Oh, I didn't think of that. Now that you mention it, I think the original context WAS in terms of aluminum.

Cool! Difficulty one SOLVED! :)

You rock!


Anyways...the power required to heat the ice, I think - should be easy to calculate independent of the actual experiment, assuming ideal conditions and a specific mass m of ice, correct?

So Q=ML=(watts/s)

Watts=Joules/s =I^2 * R, both of which are constants in this case (constant current and resistance.)

However, actually that's the wrong track for ice; but combiined with specific heat I can use that for the blocks.

Hmm, for the ice...I can't use an electrical or mechanical definition. I think I'll have to stick with my original ideas, P=E/T

So...

Ice:

ML/<Deltat> = Power? WOOT

And for the blocks:

Q=Mc(of aluminum) * (delta)t =(I^2R)/(delta)t

Actually, I think I'm wrong there. The idea of dividing by delta-t is wonky. I'd have Q=Mc(of aluminum) = I^2R...

 

[Hootenanny]

Oh, I didn't think of that. Now that you mention it, I think the original context WAS in terms of aluminum.

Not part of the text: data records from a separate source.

Issue #659, opened 2023-04-27
Controller over reflex attribute is ignore and reflex is always called with default StimulusReflexController


Laykou:
# Bug Report

## Describe the bug

Using the custom `data-controller` above `data-reflex` is ignored and reflex is always executed with default `stimulus-reflex` controller.

This breaks behavior and callbacks described in https://docs.stimulusreflex.com/guide/lifecycle.html#callback-methods

It may be related to: https://github.com/stimulusreflex/stimulus_reflex/pull/636

Discussed in Discord: https://discord.com/channels/629472241427415060/733725826411135107/1100724714760044606

## To Reproduce

```html
<div data-controller="example">
  <a href="#" data-reflex="Example#masticate">Eat</a>
</div>
```

```js
import ApplicationController from './application_controller.js'

export default class extends ApplicationController {
  beforeReflex(element) {
    console.log('Called here');
  }
}
```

Cool! Difficulty one SOLVED! :)

You rock!

Cheers!

Anyways...the power required to heat the ice, I think - should be easy to calculate independent of the actual experiment, assuming ideal conditions and a specific mass m of ice, correct?

So Q=ML=(watts/s)

This should be Watts*Seconds

Watts=Joules/s =I^2 * R, both of which are constants in this case (constant current and resistance.)

Are you sure that the resistance is going to be constant? What about when the aluminum blocks are 'warming up'? However, you could get around this by bringing the blocks up to temperature first, and then introducing the ice.

 

[lastoftheligh]

Actually, that could be true...it makes sense, but /boy/ would it mess everything up.

For example, for the 'temperature' column of my 1st spreadsheet (I took a zero-reading without any ice for about 5 minutes) - for the first 1000 ohm resistor (which was embedded in the aluminum) I used the equation:

(((B8 - .00547A) - 1000 ohms)/(1000 ohms * .00392))=T


where B8 is just a spreadsheet variable representing the voltage from the resistor, the Amps is the current, the ohms are the resistance, and the '.00392' is just a constant related to the resistant to temperature equation of the device we're using. So I have...

(((V-I)-R)/(.00392I))=T

Where T and V are variables, and I was presuming I and R to be constants.

So I have a column of V's, and I turned them into one of T's.

 

[Hootenanny]

I'm not quite sure what your calculating here. Perhaps this problem would be better addressed by an engineer...

 

[lastoftheligh]

Pardon, I gave the wrong equation. Its: T=(((V/I)-R)/(.00392R)).

It doesn't matter however, I know I'm doing the right stuff on this part, as best as I can with the equipment and setup at hand.

What I'd like to know is...I'm doing my writeup. I'm calculating the power used. Would it be the power to heat up both aluminum blocks + the power to melt the ice? So I add up the Q's, yes?

 

[Hootenanny]

What I'd like to know is...I'm doing my writeup. I'm calculating the power used. Would it be the power to heat up both aluminum blocks + the power to melt the ice? So I add up the Q's, yes?

Sounds about right to me, but I'd calculate the power required to increase the temperature of the blocks and the power required to melt the ice separately and then sum the powers.